Problem description:
Search each line of the data for the word "external"; copy every line where it is found.

★ ★ ★ ★ ★

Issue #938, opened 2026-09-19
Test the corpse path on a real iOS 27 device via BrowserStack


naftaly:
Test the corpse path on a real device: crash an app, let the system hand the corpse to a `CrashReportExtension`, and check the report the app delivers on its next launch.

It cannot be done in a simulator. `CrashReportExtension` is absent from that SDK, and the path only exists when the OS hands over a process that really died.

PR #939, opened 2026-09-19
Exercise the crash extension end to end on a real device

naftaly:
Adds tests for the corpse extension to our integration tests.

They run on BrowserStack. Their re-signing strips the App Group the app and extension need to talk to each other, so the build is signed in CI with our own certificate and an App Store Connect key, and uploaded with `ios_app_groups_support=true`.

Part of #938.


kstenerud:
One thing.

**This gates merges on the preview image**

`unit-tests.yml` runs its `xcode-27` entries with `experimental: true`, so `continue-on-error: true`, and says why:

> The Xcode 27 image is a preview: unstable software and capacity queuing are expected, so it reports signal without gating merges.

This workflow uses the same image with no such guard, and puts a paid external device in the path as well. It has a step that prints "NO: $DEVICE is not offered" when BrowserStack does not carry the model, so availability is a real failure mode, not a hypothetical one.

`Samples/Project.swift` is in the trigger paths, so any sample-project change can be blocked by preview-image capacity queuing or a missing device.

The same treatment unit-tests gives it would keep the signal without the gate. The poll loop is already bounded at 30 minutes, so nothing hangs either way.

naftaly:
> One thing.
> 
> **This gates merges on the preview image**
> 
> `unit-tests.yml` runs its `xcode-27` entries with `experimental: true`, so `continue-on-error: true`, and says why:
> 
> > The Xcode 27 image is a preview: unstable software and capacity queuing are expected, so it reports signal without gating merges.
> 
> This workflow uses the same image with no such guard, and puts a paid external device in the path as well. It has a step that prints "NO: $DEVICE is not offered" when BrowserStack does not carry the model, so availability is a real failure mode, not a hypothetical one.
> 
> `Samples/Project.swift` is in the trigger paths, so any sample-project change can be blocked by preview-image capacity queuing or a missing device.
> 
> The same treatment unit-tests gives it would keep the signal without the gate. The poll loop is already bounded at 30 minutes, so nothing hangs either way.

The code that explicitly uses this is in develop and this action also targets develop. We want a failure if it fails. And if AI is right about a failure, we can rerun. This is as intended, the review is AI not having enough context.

★ ★ ★ ★ ★

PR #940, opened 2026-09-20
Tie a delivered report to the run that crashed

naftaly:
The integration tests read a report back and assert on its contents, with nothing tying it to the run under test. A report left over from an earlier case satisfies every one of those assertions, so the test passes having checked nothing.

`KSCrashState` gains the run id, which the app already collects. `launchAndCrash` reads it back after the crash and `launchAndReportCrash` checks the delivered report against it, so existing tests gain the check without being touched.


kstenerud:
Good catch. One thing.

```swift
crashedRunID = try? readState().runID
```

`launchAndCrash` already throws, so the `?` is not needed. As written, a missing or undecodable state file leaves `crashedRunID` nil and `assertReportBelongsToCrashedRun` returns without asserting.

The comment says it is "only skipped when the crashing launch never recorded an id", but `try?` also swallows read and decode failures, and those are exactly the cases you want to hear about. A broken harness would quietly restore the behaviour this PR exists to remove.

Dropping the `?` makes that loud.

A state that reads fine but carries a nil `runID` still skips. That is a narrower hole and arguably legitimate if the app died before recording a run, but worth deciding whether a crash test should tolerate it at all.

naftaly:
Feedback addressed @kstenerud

★ ★ ★ ★ ★

Result of the exercise:
This workflow uses the same image with no such guard, and puts a paid external device in the path as well. It has a step that prints "NO: $DEVICE is not offered" when BrowserStack does not carry the model, so availability is a real failure mode, not a hypothetical one.
> This workflow uses the same image with no such guard, and puts a paid external device in the path as well. It has a step that prints "NO: $DEVICE is not offered" when BrowserStack does not carry the model, so availability is a real failure mode, not a hypothetical one.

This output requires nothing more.